Resesif genetik bozukluklar, bir bireyin her bir ebeveynden çalışmayan bir geni miras almasıyla ortaya çıkar. Bir kişiye hastalık için bir çalışan gen ve bir de çalışmayan gen verilirse, kişi hastalığın taşıyıcısı olacaktır, ancak genellikle semptom göstermeyecektir.
Taşıyıcı olan iki ebeveynin her ikisinin de çalışmayan geni geçirme ve dolayısıyla etkilenen bir çocuğa sahip olma riski her hamilelikte %25’tir. Ebeveynler gibi taşıyıcı olan bir çocuğa sahip olma riski her hamilelikte %50’dir. Bir çocuğun her iki ebeveynden de çalışan genleri alma şansı %25’tir. Risk erkekler ve kadınlar için aynıdır.

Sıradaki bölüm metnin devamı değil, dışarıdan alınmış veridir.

PR #2359, opened 2025-12-12
Permit URLs in `@see` tags and make links for name references

### LINKED ISSUE #2306: The `@see` JSDoc tag cannot create links from URLs
## Steps to reproduce

1. Open VSCode with the [TypeScript Native Preview](https://marketplace.visualstudio.com/items?itemName=TypeScriptTeam.native-preview) extension.
2. Paste in this code example
   ```ts
   /**
    * @see https://example.com
    */
   const test = 0;
   ```
3. Hover over the `test` variable
4. The link does not work and is rendered incorrectly

Perhaps it's some new parsing of `@see` tags for JSDoc with the Language server, but it's very different from TypeScript 5.9. This seems to be related to how [`@see <namepath>`](https://jsdoc.app/tags-see) is parsed.

```ts
const foo = () => { /* .. */ };

/**
 * @see foo
 * @see foo description
 * @see {@link foo}
 * @see {@link foo} description
 */
const bar = () => { /* .. */ };
```

| `typescript@5.9` | `tsgo` |
| --- | --- |
| Image | Image |

Markdown generated is `_@see_ &mdash [https://example.com](https://example.com)`

Image

## Behavior with `tsgo`

Markdown generated is similar to ``_@see_ `https` &mdash; ://example.com``

Image

## Extra notes

It's not a regression compared to TS 5.9, but it's a bit weird that with this code example:

```ts
const foo = () => { /* .. */ };

/**
 * @see foo
 * @see foo description
 */
const bar = () => { /* .. */ };
```

The following is true:

- The `foo` name can use "Go to definition" for `@see foo [...]`
- The markdown generated for both TSGO and TS 5.9 is not a clickable link
- Must be converted to `{@link foo}` for `foo` to be navigable for both Markdown and "Go to definition"

Given the description on https://jsdoc.app/tags-see (below), I would expect `@see <namepath>` to work the same as `@see {@link <namepath>}`.

> You can provide either **a symbol's namepath** or free-form text. If you provide a namepath, JSDoc's default template **automatically converts the namepath to a link**.

ahejlsberg:
Fixes #2306.

### DIFF
--- a/internal/parser/jsdoc.go
+++ b/internal/parser/jsdoc.go
@@ -787,7 +787,7 @@ func (p *Parser) parseTypeTag(previousTags []*ast.Node, start int, tagName *ast.
 }
 
 func (p *Parser) parseSeeTag(start int, tagName *ast.IdentifierNode, indent int, indentText string) *ast.Node {
-	hasNameReference := p.isIdentifier() && !p.scanner.TextAtTokenIs("http://") && !p.scanner.TextAtTokenIs("https://") ||
+	hasNameReference := p.isIdentifier() && !strings.HasPrefix(p.sourceText[p.scanner.TokenEnd():], "://") ||
 		p.token == ast.KindOpenBraceToken && p.lookAhead((*Parser).nextTokenIsIdentifierOrKeyword)
 	var nameExpression *ast.Node
 	if hasNameReference {
--- a/internal/scanner/scanner.go
+++ b/internal/scanner/scanner.go
@@ -277,10 +277,6 @@ func (s *Scanner) TokenText() string {
 	return s.text[s.tokenStart:s.pos]
 }
 
-func (s *Scanner) TextAtTokenIs(str string) bool {
-	return s.text[s.tokenStart:min(s.tokenStart+len(str), len(s.text))] == str
-}
-
 func (s *Scanner) TokenValue() string {
 	return s.tokenValue
 }


internal/parser/jsdoc.go
```diff
@@ -794,11 +787,10 @@ func (p *Parser) parseTypeTag(previousTags []*ast.Node, start int, tagName *ast.
 }
 
 func (p *Parser) parseSeeTag(start int, tagName *ast.IdentifierNode, indent int, indentText string) *ast.Node {
-	isMarkdownOrJSDocLink := p.token == ast.KindOpenBracketToken || p.lookAhead(func(p *Parser) bool {
-		return p.nextTokenJSDoc() == ast.KindAtToken && tokenIsIdentifierOrKeyword(p.nextTokenJSDoc()) && isJSDocLinkTag(p.scanner.TokenValue())
-	})
+	hasNameReference := p.isIdentifier() && !p.scanner.TextAtTokenIs("http://") && !p.scanner.TextAtTokenIs("https://") ||
+		p.token == ast.KindOpenBraceToken && p.lookAhead((*Parser).nextTokenIsIdentifierOrKeyword)
```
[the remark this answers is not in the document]
ahejlsberg: Huh? Those parentheses wouldn't make a difference.

internal/parser/jsdoc.go
DanielRosenwasser: I just wouldn't gate this on http(s), and I wouldn't add a new method to `Scanner`

```suggestion
	var hasNameReference bool
	if p.isIdentifier() {
		// Specifically *not* a link (e.g. `@see x.y`)
		pos := p.scanner.TokenEnd()
		hasNameReference = !strings.HasPrefix(p.sourceText[pos:], "://")
	} else if p.token == ast.KindOpenBraceToken {
		// @see {@link ...}
		hasNameReference = p.lookAhead((*Parser).nextTokenIsIdentifierOrKeyword)
	}
```

ahejlsberg: Yup, will do.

Baskın genetik bozukluklar, belirli bir hastalığa neden olmak için çalışmayan bir genin yalnızca tek bir kopyasının gerekli olduğu durumlarda ortaya çıkar.
Çalışmayan gen, ebeveynlerden herhangi birinden miras alınabilir veya etkilenen bireydeki mutasyona uğramış (değişmiş gen) sonucu olabilir. Çalışmayan genin etkilenen ebeveynden çocuğuna geçme riski her hamilelik için %50’dir.
Henüz tam olarak anlaşılmasa da Gottron sendromunun LMNA , ZMPSTE24 veya COL3A1 genlerindeki değişiklikler (mutasyonlar) nedeniyle ortaya çıkabileceğine dair raporlar bulunmaktadır.
Tipik olarak Gottron sendromunun tanısı, daha sık görülen diğer durumlar başlangıçta dışlandıktan sonra klinik muayene yoluyla konur. Genetik testler tanı sürecine daha fazla yardımcı olabilir.
Gottron sendromunun tedavisi semptomatik ve destekleyicidir. Gottron sendromlu birinin bakımıyla ilgilenen yönetim ekibinde bir dermatolog, ortopedi uzmanı ve/veya tıbbi genetikçi yer alabilir.